Common Volkswagen Transmission Problems
It may not be easy to diagnose a transmission problem, but you know when it’s not running properly. An ignored transmission can develop problems that can become costly. As soon as you detect a problem, you need to determine the cause and get it resolved.Here are some of the most common transmission issues and what you can do about it.
If you find that your vehicle is hesitant or won’t go into gear, you have a problem. In an automatic transmission, there should be a smooth shift between Park and any other gear. A delay signals a glitch. A manual transmission can have the same issue, but it’s typically a clutch issue as opposed to a transmission problem.
There shouldn’t be any whining, humming or clunking coming from your transmission. Automatic transmissions that are making abnormal noises need attention.
A manual transmission may sound like mechanical humming when it has a problem, but clunking sounds are usually associated with CV joints or differentials.
As soon as you notice a strange noise coming from your transmission, get it checked out.
Automatic transmission fluid (ATF) is red.
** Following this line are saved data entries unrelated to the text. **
PR #708, opened 2021-03-26
.ci: Improve dockerfile to include caching

seemethere:
Improves dockerfile / .ci/build.sh script to output lambda zips in a
central location as well as adds buildkit caching to the docker build so
that you don't have to re-download the node_modules of each zip directly
each time you build with .ci/build.sh

This also makes improvements in that if there are only changes in one
directory then the cache will remain and the remaining lambdas will not
be re-built.

I guess an open question as well should be if there should be an additional github actions wofklow added to this?

Signed-off-by: Eli Uriegas <eliuriegas@fb.com>

### DIFF
--- a/.ci/Dockerfile
+++ b/.ci/Dockerfile
@@ -1,13 +1,26 @@
-FROM node:12
-
-RUN apt-get update \
-    && apt-get install -y zip \
-    && rm -rf /var/lib/apt/lists/*
-
+#syntax=docker/dockerfile:1.2
+FROM node:12 as build
 WORKDIR /lambda
+RUN apt-get update \
+        && apt-get install -y zip \
+        && rm -rf /var/lib/apt/lists/*
 
-COPY . /lambda
+FROM build as runner-binaries-syncer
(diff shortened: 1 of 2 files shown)


npalm (changes requested):
@seemethere thanks for you contribution! Just checked the chagen. First got all kind of erros. Seems the cause is the javascript heep space. Updated the memory allocated by docker from 2GB to 4GB and all works fine. 

Please can you add a note about the required memory?

seemethere:
> @seemethere thanks for you contribution! Just checked the chagen. First got all kind of erros. Seems the cause is the javascript heep space. Updated the memory allocated by docker from 2GB to 4GB and all works fine.
> 
> Please can you add a note about the required memory?

Done!

npalm (approved):

npalm:
@seemethere Can you da me a small favour and rebase your branch due to yesterdays release?

seemethere:
> @seemethere Can you da me a small favour and rebase your branch due to yesterdays release?

Done!

npalm (approved):

PR #737, opened 2021-04-08
Update Webhook check_run Event Subscription Docs

ryanbrainard:
The way to configure subscribing to the `check_run` events on GitHub has apparently changed. It is now under the "Permissions & Events" section:

image


npalm:
@ryanbrainard thanks for the improvement, actually it is not changed but the description was a bit minimal.

npalm (approved):

PR #785, opened 2021-04-21
fix: change Ubuntu example to log syslog instead of messages

### LINKED ISSUE #783: Ubuntu example should use /var/log/syslog instead of /var/log/messages
Hi all! Thank you for the hard work on this wonderful module!

I just noticed a minor logging issue in the [Ubuntu example](https://github.com/philips-labs/terraform-aws-github-runner/tree/e829e0eb5d7a0b863cf0a50f9527859c19c2b83e/examples/ubuntu). [Logs in `/var/log/messages` are being captured and sent to CloudWatch.](https://github.com/philips-labs/terraform-aws-github-runner/blob/e829e0eb5d7a0b863cf0a50f9527859c19c2b83e/examples/ubuntu/main.tf#L56) As far as I can tell, logs are not or no longer written to `/var/log/messages`, but get stored in `/var/log/syslog` instead. It might be worth changing that over.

If you see this on the ground under your vehicle, you have a leak. The fluid is necessary to lubricate all those moving parts, and if they can’t get lubricated, they will grind together and become damaged, which can cause your engine to seize up.
If your ATF fluid is red, even if it’s leaking, there’s nothing mechanically wrong – you just have a leak. However, if the fluid is dark or smells burnt, get the fluid changed. You may need to do repairs as well.
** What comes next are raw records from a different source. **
PR #871, opened 2021-06-04
fix(scale): Refactor Runner Type and Owner

mcaulifn:
- Consolidating "is org level runner" logic
- Defining `runnerType` and `runnerOwner`


npalm:
> @npalm Any chance you could review?

@mcaulifn thanks for the reminder, will check asap.

mcaulifn:
@npalm friendly reminder :)

npalm (approved):
@mcaulifn just checked the PR and test the code with the default example. Looks all good to me. I only see some small code formatting issues. But there is not prettier setup for the lambda (and CI). Created a ticket for this #899 So would not block the PR on that.

PR #915, opened 2021-06-21
Add support for white listing of repositories

ravenolf:
## Update
Add the ability to set a white list of repositories that are allowed to use the the runners.

## Reason
When creating the github app, github provides two choices: public or private. If an organisation wants to use the github app between multiple organisations they would have to make it public. In that case it would be more secure to have a filtering on which repositories are allowed to use it.

## Changes

Add an environment variable to the webhook lambda which contains a list of repository full names that are allowed to be processed. The filtering is done on the webhook level at the time of receiving events.

The changes are backward compatible

## Author
Signed-off-by: ravenolf <benahmed@soramitsu.co.jp>

### DIFF
--- a/modules/webhook/lambdas/webhook/src/webhook/handler.ts
+++ b/modules/webhook/lambdas/webhook/src/webhook/handler.ts
@@ -40,6 +40,18 @@ export const handle = async (headers: IncomingHttpHeaders, payload: any): Promis
 
   if (githubEvent === 'check_run') {
     const body = JSON.parse(payload) as CheckRunEvent;
+
+    const repositoryWhiteListEnv = process.env.REPOSITORY_WHITE_LIST as string || "[]";
+    const repositoryWhiteList = JSON.parse(repositoryWhiteListEnv) as Array<string>;
+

Your ATF level should never be low. It’s not burned off, so a dropping level indicates a fluid leak. Check the level by driving your Volkswagen around the block and park it on a flat surface. Take the dipstick out and read it. Top off the fluid if it’s low, and then figure out where the leak is and repair it.
A manual transmission’s fluid is checked at the transmission case through the fill plug.
Shaking and Grinding
You should never hear grinding noises or be jerked around by your car. These symptoms mean there’s a problem with the gears. A manual transmission will make grinding noises while shifting when things are going wrong. It can mean replacing a clutch if it happens when you engage the clutch and shift. It can also mean that gear synchronizers are worn out.
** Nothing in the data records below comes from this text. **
Issue #801, opened 2021-04-27
Setup Github App: Organization - Administration permission does not seem to be required


davidshin:
First off, thanks for this amazing terraform module! 

I've experimented and found that when setting up the Github App according to the [readme](https://github.com/philips-labs/terraform-aws-github-runner#setup-github-app-part-1), step 7,  the `Organization - Administration: Read & Write` permission is not required for everything to work properly.  Seems like the `Organization - Self-hosted runners: Read & Write` permission is sufficient.  

Perhaps the readme should be updated to reflect this?  Or maybe I'm missing something?

npalm:
Thanks for reporting. We need to check. But could be that the section was added over the last year by github.

kuvaldini:
Refer to this documentation page https://docs.github.com/en/rest/reference/permissions-required-for-github-apps#permission-on-self-hosted-runners

npalm:
Just verified and admin permissions are not longer required. Checked a org level setup.

davidshin:
Thanks!

PR #988, opened 2021-07-14
chore(doc): Remove org level admin permission #801

npalm:
Org level admin permissions for the app are not required any more, removed from docs.


gertjanmaas (approved):

npalm:
Close #801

Automatic transmissions will be harder to shift, but they will not grind. They may instead shake or jar into gear.
The fluid is needed to lubricate all the transmission parts, and if it gets too hot, it can burn. The loss of fluid causes all the parts to overheat and break down. It also increases the debris and sludge that can accumulate in the transmission. This may mean that you need to replace the entire transmission.
Will Not Shift
If you can’t shift your transmission and the fluid is at the right level, you may be using the wrong type of fluid. A fluid that’s too thick can keep it from shifting. You may also need the shift cable or clutch linkage adjusted. Another possibility is the computer may not be operating properly. You can reset the computer by disconnecting the battery for 30 minutes. Reconnect the battery and let the Volkswagen’s system reset itself. If that doesn’t work, you may need to take the vehicle to your nearest dealership.
Check Engine Light
The CEL comes on any time the computer in your Volkswagen determines that something isn’t working properly. The transmission has sensors on it that transmit information to the computer, and if there’s a problem, it will let the computer know. The computer lets you know by triggering the light. Don’t ignore this!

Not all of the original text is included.